The Granite State Housing Market:

The housing market in New Hampshire is influenced by several parameters. Generally, these are sorted into four main categories, each of which affects the pricing of houses in various ways.

Mortgage Interest Rates play a major role in the current New Hampshire housing market as they determine how accessible buyers can get mortgages. If interest rates drop, home prices tend to as well, due to increased demand from borrowers whose purchasing power has increased. The relations between mortgage interest rates and home prices are inverse.

Similarly, the country’s economic performance has an impact on current housing trends in NH and throughout the US — GDP growth rate, employment ratio and quality of living all affect people’s abilities and inclinations to purchase real estate property.

Demographics must also be taken into account when determining potential price fluctuations; population composition based on age, gender income level etc. largely determines what type of real estate property will be most sought-after at any given point in time. Finally, yet importantly, changes to government policies directly impacting taxation or subsidies may also have tangible effects on New Hampshire’s housing market news and prices overall.

What is a housing bubble?

A housing market bubble occurs when the demand for homes increases beyond what is available in the supply. This is often seen with a significant incline in housing prices, driven by an influx of buyers – including investors like flippers and wholesalers. Eventually, home prices reach unsustainable heights, leaving it unaffordable for the average or even higher earners.

With mortgage interest rates reaching record highs, home sales declining by 22.5% Y-O-Y, and inventory remaining low at 3.2 months’ supply, most economists agree that a housing bubble is present.

The housing market typically suffers from a bubble burst when the demand for houses diminishes while the supply continues to increase.
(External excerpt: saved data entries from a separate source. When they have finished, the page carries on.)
PR #603, opened 2023-03-18
bump compile check version

ASpoonPlaysGames:
Needed by plugins, hi @catornot

### DIFF
--- a/.github/workflows/compile-check.yml
+++ b/.github/workflows/compile-check.yml
@@ -13,7 +13,7 @@ jobs:
           path: "mods"
       
       - name: Compile Scripts
-        uses: ASpoonPlaysGames/squirrel-re-compiler@v2
+        uses: ASpoonPlaysGames/squirrel-re-compiler@v3
         with:
           mods-directory: "${{ github.workspace }}/mods"
           native-json: "${{ github.workspace }}/mods/.github/nativefuncs.json"
@@ -23,7 +23,7 @@ jobs:
         shell: cmd
           
       - name: Compile Scripts (No Northstar.Custom)
-        uses: ASpoonPlaysGames/squirrel-re-compiler@v2
+        uses: ASpoonPlaysGames/squirrel-re-compiler@v3
         with:
           mods-directory: "${{ github.workspace }}/mods"
           native-json: "${{ github.workspace }}/mods/.github/nativefuncs.json"


ASpoonPlaysGames:
ok idk what happened so now this is using a debug build, just means a bit more logging and stuff. whatever

GeckoEidechse:
Any reason you're pinning it to `v3.0.1` instead of just `v3`? ^^

ASpoonPlaysGames:
> Any reason you're pinning it to `v3.0.1` instead of just `v3`? ^^

v3 was broke apparently? unsure why but yeah, and as per the commit, i havent figured out proper tagging convention yet

GeckoEidechse:
> v3 was broke apparently? unsure why but yeah, and as per the commit, i havent figured out proper tagging convention yet

The way it works is that it just takes the newest release from within the specified. So assuming you push out `v3.2.1`, that means that:

- `@v3.1.0` will give you `v3.1.0`
- `@v3.1` will give you the newest version that matches, let's say `v3.1.4`
- `@v3` will give you the newest version that matches, so here `v3.2.1

So unless there's a reason to spin to a specific version, I'd just pin to `@v3` ^^

ASpoonPlaysGames:
@GeckoEidechse didn't work, its using v3 not v3.0.1
/shrug

pg9182:
@GeckoEidechse, that's only due to convention. @ASpoonPlaysGames you're supposed to tag it the way you do with docker images, i.e., a v3 and a v3.x.y tag (e.g., https://github.com/actions/checkout/tags).

ASpoonPlaysGames:
Yeah thats basically what I read, I just couldn't get it to "update" the v3 tag properly idk, ill give it another go tomorrow

GeckoEidechse:
> @GeckoEidechse, that's only due to convention. @ASpoonPlaysGames you're supposed to tag it the way you do with docker images, i.e., a v3 and a v3.x.y tag (e.g., https://github.com/actions/checkout/tags).

Wait so you need to move the `v3` every time? That's kinda stupid, ngl...

GeckoEidechse:
In that case I'm not sure what the best approach is. On one said, using e.g. `v3` allows us to silently update all PRs without them having to merge main. On the other side, we then need to be extra careful to not introduce any breaking changes on a minor change. (Breaking changes on major are fine).

ASpoonPlaysGames:
This is now technically a debug build of the compiler but apparently that fixes things? will investigate further at some point but that'll happen independently of this PR (and repo)

GeckoEidechse (approved):
Adds initscript support needed for plugins v2 mods PR

PR #605, opened 2023-03-22
[FD] Add Indicator for Reaper's Spawnpoints 

DBmaoha:
Add a titanfall indicator to mark reaper's spawnpoint, same as AITDM does. Mostly prevents player from being crashed by reapers
3.25 Edited: Due it's not vanilla behavior, it's disabled by default, turned on through the playlistvar `fd_reaper_indicator`

### DIFF
--- a/Northstar.Custom/mod.json
+++ b/Northstar.Custom/mod.json
@@ -429,6 +429,16 @@
 		{
 			"Path":  "sh_northstar_http_requests.gnut",
 			"RunOn": "CLIENT || SERVER || UI"
+		},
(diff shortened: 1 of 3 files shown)


pg9182:
Aww, that's part of the fun...

If we're going to add more beginner-oriented features like this, it might be nice to have an option to disable them.

DBmaoha:
> This is not vanilla behaviour, if this gets merged it'll have to be disabled by default

I tried to add a `sh_gamemode_fd_custom`

PR #607, opened 2023-03-29
Fix NPCs using TripleThreat won't deal any damage

DBmaoha:
https://github.com/R2Northstar/NorthstarMods/issues/404

2023/3/29 Edited: Add fix for npc targeting enemies, hopefully this fixes all issues

### DIFF
--- a/Northstar.Custom/mod/scripts/weapons/mp_titanweapon_triplethreat.txt
+++ b/Northstar.Custom/mod/scripts/weapons/mp_titanweapon_triplethreat.txt
@@ -425,8 +425,6 @@ WeaponData
 
 	"npc_max_engage_range"							"2000"
 	"npc_max_engage_range_heavy_armor"				"2000"
-	// same as leadwall's status, make npcs shoot only when they're close enough to enemy
-	"npc_max_range"   								"1500"
 
 	Mods
 	{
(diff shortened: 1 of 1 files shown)


Northstar.Custom/mod/scripts/weapons/mp_titanweapon_triplethreat.txt
```diff
@@ -414,6 +414,16 @@ WeaponData
...
 
+	// these fixes npc dealing damage
+	"npc_explosion_damage"							"350"
+	"npc_explosion_damage_heavy_armor"				"550"
+	// these fixes npc targeting enemies
+	// same as softball's status
+	"npc_min_engage_range"							"100"
+	"npc_max_engage_range"							"2000"
+	"npc_min_engage_range_heavy_armor"				"500"
+	"npc_max_engage_range_heavy_armor"				"3500"
```
ASpoonPlaysGames, line 425: Maybe it would be better to use the Leadwall's stats here? I'm just a bit concerned that the softball's stats are skewed in some way towards being used by a human-sized AI

might not be a problem in actuality though, I havent tested

DBmaoha: that was a good idea! I'd leave min engage range to make npcs avoid hurting themselves, for max range I'm gonna use leadwall's so they won't waste ammo

DBmaoha: just noticed there's already a "npc_max_range" exists

ASpoonPlaysGames (changes requested):
Doesn't work in testing, unsure why?
Titan plays the firing animation, but no projectiles come out.
image

PR #608, opened 2023-03-29
build: Finding missing translations

Alystrasz:
This introduces a node.js script that takes the English localization file as a reference, and prints out all entries that don't exist in other languages' files.

This script is ran via CI (job example here: https://github.com/Alystrasz/NorthstarMods/actions/runs/4558799535/jobs/8042076343); it won't make CI fail if some translations are missing.


.github/workflows/encoding.yml
```diff
@@ -11,3 +11,11 @@ jobs:
         run: |
           files=$(ls Northstar.Client/mod/resource/northstar_client_localisation_*.txt)
           IFS=$'\n'; files=($files); unset IFS; ! file --mime "${files[@]}" | grep -v "charset=utf-16le"
+  check-missing-translations:
+    runs-on: ubuntu-20.04
+    steps:
+      - name: Checkout
+        uses: actions/checkout@v2
```
GeckoEidechse, line 18:
```suggestion
        uses: actions/checkout@v3
```

v2 is uses NodeJS 12 which is deprecated.
(We still need to update one remaining use of it in our CI ^^)

build/README.md
```diff
@@ -0,0 +1,28 @@
+# Finding missing translations
```
GeckoEidechse, line 1: Might be wise to also add instructions on how to add more languages ^^

build/README.md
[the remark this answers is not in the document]
Alystrasz: Addressed in c42962edd1b8a1b823b24a1ba105f12c9d3250e0

build/README.md
GeckoEidechse: Oh wasn't aware that we already covered all vanilla languages. In that case we don't need docs for adding new languages cause we don't really have a way of adding them anyway :P

GeckoEidechse (approved):
CI run looks fine and code is also fine as far as I can tell ^^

Higher interest rates make homeownership unaffordable; economic downfall reduces individuals’ disposable income; and higher credit standards limit access to mortgages, all consequently resulting in increased market supply and decreased demand for housing—ultimately leading to a drop in prices and sales.
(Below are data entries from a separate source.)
PR #611, opened 2023-04-07
Fix the POV button in spectator mode

Khalmee:
Pressing the Middle Mouse Button while spectating switches POV from 3rd to 1st person, just like how it works in vanilla.

### DIFF
--- a/Northstar.Client/mod/scripts/vscripts/spectator_pov_button_fix.nut
+++ b/Northstar.Client/mod/scripts/vscripts/spectator_pov_button_fix.nut
@@ -1,0 +1,12 @@
+global function SpectatorPovButtonFixInit
+
+void function SpectatorPovButtonFixInit(){
+	RegisterButtonPressedCallback(MOUSE_MIDDLE, SwitchPov)
+}
+
+void function SwitchPov(var button){
+	if(IsSpectating() && GetLocalClientPlayer() != null){
+		GetLocalClientPlayer().ClientCommand("spec_mode")
+	}
+}
+
--- a/Northstar.Client/mod/scripts/vscripts/spectator_pov_button_fix.nut
+++ b/Northstar.Client/mod/scripts/vscripts/spectator_pov_button_fix.nut
@@ -8,7 +8,10 @@ void function SpectatorPovButtonFixInit()
 
 void function SwitchPov(var button)
 {
-	if ( IsSpectating() && GetLocalClientPlayer() != null )
+	// the vanilla (native) way of calling spec_mode works just fine when in first person spectating
+	// but not in third person. Duplicate spec_mode commands just result in it going back to what it was
+	// originally, so only call spec_mode if we are in third person spectate
+	if ( IsSpectating() && IsValid(GetLocalClientPlayer()) && GetLocalClientPlayer().GetObserverMode() == OBS_MODE_CHASE )
 		GetLocalClientPlayer().ClientCommand("spec_mode")
 }
 
--- a/Northstar.Client/mod/scripts/vscripts/spectator_pov_button_fix.nut
+++ b/Northstar.Client/mod/scripts/vscripts/spectator_pov_button_fix.nut
@@ -1,12 +1,14 @@
 global function SpectatorPovButtonFixInit
 
-void function SpectatorPovButtonFixInit(){
-	RegisterButtonPressedCallback(MOUSE_MIDDLE, SwitchPov)
+void function SpectatorPovButtonFixInit()
+{
+	RegisterButtonPressedCallback( MOUSE_MIDDLE, SwitchPov )
+	RegisterButtonPressedCallback( BUTTON_B, SwitchPov )
 }
 
-void function SwitchPov(var button){
-	if(IsSpectating() && GetLocalClientPlayer() != null){
+void function SwitchPov(var button)
+{
+	if ( IsSpectating() && GetLocalClientPlayer() != null )
 		GetLocalClientPlayer().ClientCommand("spec_mode")
-	}
 }
 
--- a/Northstar.Client/mod.json
+++ b/Northstar.Client/mod.json
@@ -116,6 +116,13 @@
 		{
 			"Path": "ui/ui_mouse_capture.nut",
 			"RunOn": "UI"
+		},
+		{
+			"Path": "spectator_pov_button_fix.nut",
+			"RunOn": "CLIENT && MP",
+			"ClientCallback": {
+				"After": "SpectatorPovButtonFixInit"
+			}
 		}
 	],
 	"Localisation": [


x3Karma:
Looks good but I think it shouldn't need to be in a separate file, maybe modify `cl_gamestate.nut` would be fine.

Northstar.Client/mod/scripts/vscripts/spectator_pov_button_fix.nut
```diff
@@ -0,0 +1,12 @@
+global function SpectatorPovButtonFixInit
+
+void function SpectatorPovButtonFixInit(){
+	RegisterButtonPressedCallback(MOUSE_MIDDLE, SwitchPov)
```
uniboi, line 4: The button callback needs to be only registered when spectating

ASpoonPlaysGames, line 4: This doesnt support controllers?

Northstar.Client/mod/scripts/vscripts/spectator_pov_button_fix.nut
```diff
@@ -0,0 +1,12 @@
...
+}
+
+void function SwitchPov(var button){
+	if(IsSpectating() && GetLocalClientPlayer() != null){
+		GetLocalClientPlayer().ClientCommand("spec_mode")
```
ASpoonPlaysGames, line 9: I need to look into this properly, but isn't spec_mode already bound? If so, why doesn't it already work?

Northstar.Client/mod/scripts/vscripts/spectator_pov_button_fix.nut
ASpoonPlaysGames, line 1: This needs a formatting pass

ASpoonPlaysGames (changes requested):

ASpoonPlaysGames:
> Looks good but I think it shouldn't need to be in a separate file, maybe modify `cl_gamestate.nut` would be fine.

I think ideally we put it in the same file as the spectator UI?  I don't see a reason why this needs to be specifically on the CLIENT vm

Northstar.Client/mod/scripts/vscripts/spectator_pov_button_fix.nut
Khalmee: Never used a controller for more than 15 minutes so I don't really know what the input for controller should be

Khalmee: Registering and deregistering it would be pain, especially because all of the possible combinations of spectating/respawning/joining a game/switching players etc., so unless I manage do find proper callbacks for that I'd leave it as it is, since it only does something when spectating

Northstar.Client/mod/scripts/vscripts/spectator_pov_button_fix.nut
ASpoonPlaysGames: Just an update, it's handled in native and is a pain in the ass.
It works changing from first person to third person, but not the other way around?

This conversation could probably be marked as resolved

ASpoonPlaysGames (approved):
Works now in testing for me, and I did a formatting and code pass, so LGTM
(since I have commits on this PR now, another reviewer would be appreciated)

DBmaoha:
This can be fixed by pure server-side, just add 0.1s spectator replay delay on third person spec mode.
in `mp/_spectator.gnut`, line 167
```
if ( target.IsPlayer() )
{		
	try
	{
		player.SetObserverTarget( target )
		player.StartObserverMode( OBS_MODE_CHASE )
		player.SetSpecReplayDelay( 0.1 ) // at least 0.1s specReplayDelay is required for client to realize player is spectating, and can send "spec_mode" command!
	}
	catch ( ex ) { }
}
```
the same file, in function ClientCommandCallback_spec_mode()
```
bool function ClientCommandCallback_spec_mode( entity player, array<string> args )
{
	// currently unsure how this actually gets called on client, works through console and has references in client.dll tho
	if ( player.GetObserverMode() == OBS_MODE_CHASE )
	{
		// set to first person spectate		
		player.SetSpecReplayDelay( FIRST_PERSON_SPECTATOR_DELAY )
		player.SetViewEntity( player.GetObserverTarget(), true )
		player.StartObserverMode( OBS_MODE_IN_EYE )
	}
	else if ( player.GetObserverMode() == OBS_MODE_IN_EYE )
	{	
		// set to third person spectate
		player.SetSpecReplayDelay( 0.1 ) // at least 0.1s specReplayDelay is required for client to realize player is spectating, and can send "spec_mode" command!
		player.StartObserverMode( OBS_MODE_CHASE )
	}
	
	return true
}
```

F1F7Y:
> I found out that this can be fixed on pure server-side, by adding 0.1s spectator replay delay while in third person spec mode in `mp/_spectator.gnut`, line 167
> 
> ```js
> if ( target.IsPlayer() )
> {		
> 	try
> 	{
> 		player.SetObserverTarget( target )
> 		player.StartObserverMode( OBS_MODE_CHASE )
> 		player.SetSpecReplayDelay( 0.1 ) // at least 0.1s specReplayDelay is required for client to know that player is spectating, and they can send "spec_mode" client command
> 	}
> 	catch ( ex ) { }
> }
> ```
> 
> the same file, in function `ClientCommandCallback_spec_mode()`
> 
> ```js
> bool function ClientCommandCallback_spec_mode( entity player, array<string> args )
> {
> 	// currently unsure how this actually gets called on client, works through console and has references in client.dll tho
> 	if ( player.GetObserverMode() == OBS_MODE_CHASE )
> 	{
> 		// set to first person spectate		
> 		player.SetSpecReplayDelay( FIRST_PERSON_SPECTATOR_DELAY )
> 		player.SetViewEntity( player.GetObserverTarget(), true )
> 		player.StartObserverMode( OBS_MODE_IN_EYE )
> 	}
> 	else if ( player.GetObserverMode() == OBS_MODE_IN_EYE )
> 	{	
> 		// set to third person spectate
> 		player.StartObserverMode( OBS_MODE_CHASE )
> 		player.SetSpecReplayDelay( 0.1 ) // at least 0.1s specReplayDelay is required for client to know that player is spectating, and they can send "spec_mode" client command
> 	}
> 	
> 	return true
> }
> ```

Recon you could do a small Pr with these changes ?

ASpoonPlaysGames (changes requested):
Would be cool if the above suggestions get implemented.

ASpoonPlaysGames:
@Khalmee is this PR stale?

GeckoEidechse (changes requested):
Superseded by #706

(will close once other one gets merged)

Will the NH Housing Bubble POP?

We need to remember, there is still a significantly low inventory. The supply of newly constructed houses has yet to return to pre-2007 levels meaning, it’s unlikely that builders will be able to buy land, get regulatory approval, and increase the supply very quickly. There’s a strong demand for homes across various demographics, so there are buyer’s waiting in the wings as soon as inventory increases. Additionally, lenders today place high standards on borrowers, requiring good credit and at least small down payments. A majority of homeowners own significant equity in their homes. The financial health of the average homeowner today is much stronger today than it was 15 years ago. So although foreclosures never stopped, and may continue to rise as the end of Covid relief programs find some homeowners unable to make payments, there is no real threat of a foreclosure crisis at this time.

Economists believe the housing market will slow down here in the Granite State, but not crash soon. Prices will fall, but not to the extent homeowners experienced during the Great Recession.